The Fifth Circuit Court of Appeals, the circuit in which Texas sits, has not directly addressed these issues. In Blum v. Gulf Oil, a 1979 decision, the Fifth Circuit stated, without explanation, that “discharge for homosexuality is not prohibited by Title VII.” However, the Blum case was decided on the issue of pretext, and some have argued that the Fifth Circuit’s statement regarding Title VII’s coverage was dicta. Moreover, in 2013, the Fifth Circuit recognized in EEOC v. Boh Brothers Construction that Title VII prohibits discrimination based on sex stereotyping. It remains to be seen how the Fifth Circuit would decide some of these issues today.
But on April 4, a federal court in Texas made a groundbreaking ruling in the area of LGBTQ rights. In Wittmer v. Phillips 66, Judge Lee Rosenthal of the U.S. District Court for the Southern District of Texas held that Title VII prohibits discrimination on the basis of gender identity. Rosenthal ultimately ruled that the plaintiff, a transgender job applicant, was not a victim of discrimination under the particular facts presented. But her initial finding—that discrimination “because of sex” includes discrimination on the basis of gender identity—is significant.
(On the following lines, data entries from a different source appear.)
PR #4037, opened 2025-09-16
TEC-5587 Add upsell message filter for seating

sdokus:
### 🎫 Ticket

[TEC-5587]

### 🗒️ Description

This PR builds on [this one](https://github.com/the-events-calendar/tribe-common/pull/2761) to add an upsell message for Seating. Seating uses StellarWP Uplink and therefore requires some changes in `/event-tickets/src/Tickets/Seating/Uplink.php` to change the `no_license_tooltip` message.

### 🎥 Artifacts 

TEC-5587-pmt-and-seating

### ✔️ Checklist

### DIFF
--- a/src/Tickets/Seating/Uplink.php
+++ b/src/Tickets/Seating/Uplink.php
@@ -76,6 +76,7 @@ class Uplink extends Controller_Contract {
 		);
 		add_action( 'stellarwp/uplink/tec/license_field_before_input', [ $this, 'render_legend_before_input' ] );
 		add_action( 'stellarwp/uplink/tec/tec-seating/connected', [ $this, 'reset_data_on_new_connection' ] );
+		add_filter( 'stellarwp_uplink_tec_tec-seating_field_html', [ $this, 'customize_field_html' ], 10, 2 );
 	}
 
 	/**
@@ -103,6 +104,7 @@ class Uplink extends Controller_Contract {
 		);
 		remove_action( 'stellarwp/uplink/tec/license_field_before_input', [ $this, 'render_legend_before_input' ] );
 		remove_action( 'stellarwp/uplink/tec/tec-seating/connected', [ $this, 'reset_data_on_new_connection' ] );
+		remove_filter( 'stellarwp_uplink_tec_tec-seating_field_html', [ $this, 'customize_field_html' ] );
 	}
 
 	/**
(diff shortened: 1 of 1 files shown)


src/Tickets/Seating/Uplink.php
```diff
@@ -174,4 +176,35 @@ public function reset_data_on_new_connection() {
...
+	 * Customize the field HTML to include upsell link for seating service.
+	 *
+	 * @since TBD
+	 *
+	 * @param string $field_html The original field HTML.
+	 * @param object $plugin The plugin resource object.
+	 *
+	 * @return string The customized field HTML.
+	 */
+	public function customize_field_html( string $field_html, $plugin ): string {
```
redscar, line 190: Could we add a quick snapshot test for this?

src/Tickets/Seating/Uplink.php
```diff
@@ -174,4 +176,35 @@ public function reset_data_on_new_connection() {
...
+		$upsell_tooltip = sprintf(
+			/* Translators: %1$s and %2$s are opening and closing <a> tags, respectively. */
+			esc_html__( '%1$sBuy a license%2$s for the Seating service to access seating management features.', 'event-tickets' ),
+			'<a href="https://evnt.is/1bed" target="_blank">',
+			'</a>'
+		);
+
+		// Replace the default tooltip text with the upsell version.
+		$default_tooltip = esc_html__( 'A valid license key is required for support and updates', 'event-tickets' );
+		$field_html      = str_replace( $default_tooltip, $upsell_tooltip, $field_html );
```
redscar: I feel like this is a bit fragile. For example, if the text in Uplink ever changes this would break. The snapshot test could help us notice that.

We could also switch this from a str_replace to use a regex like this (untested)

```
// Build the new tooltip with translation and placeholders for links.
		$upsell_tooltip = sprintf(
			/* Translators: %1$s and %2$s are opening and closing <a> tags, respectively. */
			esc_html__(
				'%1$sBuy a license%2$s for the Seating service to access seating management features.',
				'event-tickets'
			),
			'<a href="https://evnt.is/1bed" target="_blank">',
			'</a>'
		);

		// Use regex to replace only the tooltip paragraph, not touching other HTML.
		$html = preg_replace(
			'/<p class="tooltip description">.*?<\/p>/',
			'<p class="tooltip description">' . $upsell_tooltip . '</p>',
			$html
		);

```

Camwyn: I have a different idea - put a filter in TCMN PUE. Hook into it and change the message rather than having to regex the HTML. This is the third "custom" message (Aggregator, Promoter, Seating) - we should stop doing this "the hard way" - add a filter to make this easier and slip a function into the controller (here) to hook in and inject the one for Seating. The other two can be changed later.

sdokus: @Camwyn I think I added a filter like you're talking about in [this PR](https://github.com/the-events-calendar/tribe-common/pull/2761/files#diff-ceec76148b59d82a11bde344420a50178a3beb4f17c458a83f45e707b88e44e1R107) - are you suggesting we change where this filter is so we're just tweaking the message and not the whole HTML?

Camwyn: I'm suggesting you filter just `$no_license_tooltip` [here](https://github.com/the-events-calendar/tribe-common/blob/main/src/Tribe/PUE/Checker.php) instead of the entire HTML

redscar (commented):
I see there are a few methods were we changed them to inline upsells. We need to update the `@since` for those.

PR #4157, opened 2026-03-03
ET2629 fix: enhance ticket stock management and display logic for shared capacity

larodiel:
### 🎫 Ticket

[ET-2629](https://stellarwp.atlassian.net/browse/ET-2629)

### 🗒️ Description

After sell a ticket on an event the number of the available tickets on the list was showing the total of items without subtract the tickets that were sold.
Now it has been fixed and when using "Share capacity with other tickets" it will display just the number of tickets that the user can buy.

### 🎥 Artifacts 
Screenshot 2026-03-02 at 22 18 54

### ✔️ Checklist

[ET-2629]: https://stellarwp.atlassian.net/browse/ET-2629?atlOrigin=eyJpIjoiNWRkNTljNzYxNjVmNDY3MDlhMDU5Y2ZhYzA5YTRkZjUiLCJwIjoiZ2l0aHViLWNvbS1KU1cifQ

### DIFF
--- a/src/Tribe/Events/Views/V2/Models/Tickets.php
+++ b/src/Tribe/Events/Views/V2/Models/Tickets.php
@@ -532,12 +532,13 @@ class Tickets implements ArrayAccess, Serializable {
 			$text                           = _n( '%1$s spot left', '%1$s spots left', $stock, 'event-tickets' );
 			$this->data['stock']->available = esc_html( sprintf( $text, $number ) );
 		} else {
-		$ticket_label_singular = tribe_get_ticket_label_singular_lowercase( 'event-tickets' );
-		$ticket_label_plural   = tribe_get_ticket_label_plural_lowercase( 'event-tickets' );
-		$ticket_label          = ( 1 === $stock ) ? $ticket_label_singular : $ticket_label_plural;
-		/* translators: %1$s: Number of stock, %2$s: Ticket label */
-		$text                           = _n( '%1$s %2$s left', '%1$s %2$s left', $stock, 'event-tickets' );
-		$this->data['stock']->available = esc_html( sprintf( $text, $number, $ticket_label ) );
+			$ticket_label_singular = tribe_get_ticket_label_singular_lowercase( 'event-tickets' );
+			$ticket_label_plural   = tribe_get_ticket_label_plural_lowercase( 'event-tickets' );
+			$ticket_label          = ( 1 === $stock ) ? $ticket_label_singular : $ticket_label_plural;
+			/* translators: %1$s: Number of stock, %2$s: Ticket label */
+			$text                           = _n( '%1$s %2$s left', '%1$s %2$s left', $stock, 'event-tickets' );
+			$this->data['stock']->available = esc_html( sprintf( $text, $number, $ticket_label ) );
+		}
 	}
 
 	/**
--- a/src/Tribe/Events/Views/V2/Models/Tickets.php
+++ b/src/Tribe/Events/Views/V2/Models/Tickets.php
@@ -515,10 +515,10 @@ class Tickets implements ArrayAccess, Serializable {
 			return;
 		}
 
-		$stock = (int) $stock;
+		$stock            = (int) $stock;
 		$settings_manager = tribe( 'settings.manager' );
-		$threshold = $settings_manager::get_option( 'ticket-display-tickets-left-threshold', 0 );
-		$threshold = absint( apply_filters( 'tribe_display_tickets_left_threshold', $threshold, $data, $this->post_id ) );
+		$threshold        = $settings_manager::get_option( 'ticket-display-tickets-left-threshold', 0 );
+		$threshold        = absint( apply_filters( 'tribe_display_tickets_left_threshold', $threshold, $data, $this->post_id ) );
 
 		if ( $threshold && $stock > $threshold ) {
 			$this->data['stock']->available = '';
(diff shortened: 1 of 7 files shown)


src/Tribe/Events/Views/V2/Models/Tickets.php
redscar, line 221: Let's add another `@since` since we changed this method.

redscar:
Let's make sure the new code has tests to confirm functionality.

src/Tribe/Events/Views/V2/Models/Tickets.php
```diff
@@ -313,13 +317,14 @@ public function fetch_data() {
...
 						} else {
-							// phpcs:disable -- to suppress WordPress.WP.I18n.MismatchedPlaceholders incorrect warning.
-							/* translators: %1$s: Number of stock, %2$s: Ticket label, %3$s: Tickets label */
-							$text = _n( '%1$s %2$s left', '%1$s %3$s left', $stock, 'event-tickets' );
-							// phpcs:enable
+							// Respecting the phpcs warning for WordPress.WP.I18n.MismatchedPlaceholders.
+
+							$ticket_label = ( 1 === $stock ) ? $ticket_label_singular : $ticket_label_plural;
+							/* translators: %1$s: Number of stock, %2$s: Ticket label */
+							$text = _n( '%1$s %2$s left', '%1$s %2$s left', $stock, 'event-tickets' );
```
redscar: Passing identical strings to `_n()` is incorrect — it prevents translators from providing different singular/plural forms for the ticket label (needed in many languages). The original approach was right here; the phpcs `MismatchedPlaceholders` warning is a false positive for positional args. Restore the original strings and keep the suppression:

```php
// phpcs:disable -- to suppress WordPress.WP.I18n.MismatchedPlaceholders incorrect warning.
/* translators: %1$s: Number of stock, %2$s: Ticket label, %3$s: Tickets label */
$text = _n( '%1$s %2$s left', '%1$s %3$s left', $stock, 'event-tickets' );
// phpcs:enable
$stock_html = esc_html( sprintf( $text, $number, $ticket_label_singular, $ticket_label_plural ) );
```

The same applies to the identical `_n()` call inside `refresh_cached_stock_display()`.

src/Tribe/Events/Views/V2/Models/Tickets.php
```diff
@@ -313,13 +317,14 @@ public function fetch_data() {
...
 						}
 
-						$stock_html = esc_html( sprintf( $text, $number, $ticket_label_singular, $ticket_label_plural ) );
+						$stock_html = esc_html( sprintf( $text, $number, $ticket_label ) );
```
redscar: `$ticket_label` is only assigned inside the `else` branch, but it's passed to `sprintf()` unconditionally after the block. When `$type === 'rsvp'`, this triggers a PHP notice for an undefined variable. The original code avoided this by always passing both labels explicitly to `sprintf()`.

src/Tribe/Tickets.php
```diff
@@ -2140,13 +2140,16 @@ public static function get_ticket_counts( $post_id ) {
...
+				// For both modes we rely on the event's global stock level (remaining) added in the loop below,
+				// not each ticket's cap/total, so we skip adding here to avoid showing total capacity instead of remaining.
+				if ( Tribe__Tickets__Global_Stock::GLOBAL_STOCK_MODE === $global_stock_mode
+					|| Tribe__Tickets__Global_Stock::CAPPED_STOCK_MODE === $global_stock_mode ) {
 					$types['tickets']['global'] = 1;
 					continue;
 				}
 
-				$stock_level = Tribe__Tickets__Global_Stock::CAPPED_STOCK_MODE === $global_stock_mode ? $ticket->global_stock_cap() : $ticket->available();
+				$stock_level = $ticket->available();
```
redscar: With `CAPPED_STOCK_MODE` now hitting `continue` alongside `GLOBAL_STOCK_MODE`, all three stock modes (`OWN_STOCK_MODE`, `GLOBAL_STOCK_MODE`, `CAPPED_STOCK_MODE`) now exit the loop before reaching this block — making the `$stock_level = $ticket->available()` code unreachable. Before removing it, please confirm there are no other stock modes (e.g. from extensions or filters) that could fall through to this point. If it is truly dead, it should be removed.

src/Tribe/Events/Views/V2/Models/Tickets.php
```diff
@@ -474,6 +479,68 @@ public function exist() {
...
 	}
 
+	/**
+	 * Updates cached data's stock display (X tickets/spots left) from current counts.
+	 * Uses get_ticket_counts() so shared capacity shows the pool remaining (one number), not the sum of per-ticket.
+	 * Called when serving from cache so the number stays correct despite tribe_get_event or model cache.
+	 *
+	 * @since TBD
+	 */
+	protected function refresh_cached_stock_display(): void {
```
redscar, line 455: The threshold check, number formatting, and label assembly here duplicate the same logic in `fetch_data()`. Consider extracting it into a shared private helper (e.g., `build_stock_html( int $stock, string $type ): string`) to avoid the two implementations drifting apart.

tests/wpunit/Tribe/Tickets/Partials/V2/Tickets/__snapshots__/ItemTest__test_should_render_wit_whatever_data_attribute__1.php
```diff
@@ -1,6 +1,6 @@
 <?php return '<div
-	id="tribe-block-tickets-item-{{TICKET_ID}}"
-	 class="tribe-tickets__tickets-item post-{{TICKET_ID}} tribe_tpp_tickets type-tribe_tpp_tickets status-publish hentry" 	 data-ticket-id="{{TICKET_ID}}" data-available="false" data-has-shared-cap="false" data-ticket-price="99" data-whatever="value" >
+	id="tribe-block-tickets-item-1303{{POST_ID}}"
```
redscar: Looks like the ID slipped through?

larodiel: The `tests/wpunit/Tribe/Tickets/Partials/V2/Tickets/ItemTest.php` had an issue replacing the ID's, I had to invert the order and below why:

both str_replace calls in ItemTest.php had their search/replace arrays in the wrong order. Since auto-incremented ticket IDs often contain the post ID as a numeric substring (e.g., post 500 → ticket 1303500), replacing 500 first corrupted the ticket ID to 1303{{POST_ID}} before the 1303500 → {{TICKET_ID}} replacement could run. Swapping the order so the ticket ID is replaced first eliminates the substring collision entirely.

Replacing ticket->ID → {{TICKET_ID}} first eliminates all its occurrences from the HTML before post_id is searched, so no overlap is possible in either direction.

redscar (approved):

Rosenthal acknowledged that the Fifth Circuit has not yet addressed the issue, but found the recent decisions by the Second, Sixth and Seventh circuits (described above) to be “persuasive.” Rosenthal’s decision is the first of its kind in Texas.
To add another layer to this issue, on Oct. 6, the U.S. Pastor Council, a Texas-based coalition of conservative churches, sued the EEOC and the city of Austin claiming that Title VII and Austin’s employment discrimination ordinance (respectively) violate the U.S. Constitution and state and federal religious freedom laws by forcing religious employers to hire gay and transgender workers. Similar to the funeral home owner in Stephens, the U.S. Pastor Council is effectively seeking an exception to the proscriptions contained in Title VII and Austin’s anti-discrimination ordinance based on the religious beliefs of its members.
The U.S. Department of Justice has taken the position, on several recent occasions, that Title VII does not prohibit sexual orientation and gender identity discrimination. Just last week, the DOJ filed a brief in the Stephens case siding with the funeral home on the definition of “sex” in the context of Title VII. The DOJ’s brief came just days after a report in The New York Times about a draft U.S. Department of Health and Human Services regulation that would define “sex” as fixed at birth. The EEOC, on the other hand, has listed “[p]rotecting [LGBT] people from discrimination based on sex” as one of its strategic priorities for the coming five years. A split like this one between the different agencies within the executive branch on a hot-button legal issue is rare. Given the “patchwork” state of the law, consideration of these issues by the Fifth Circuit or the U.S. Supreme Court in the near future seems almost certain.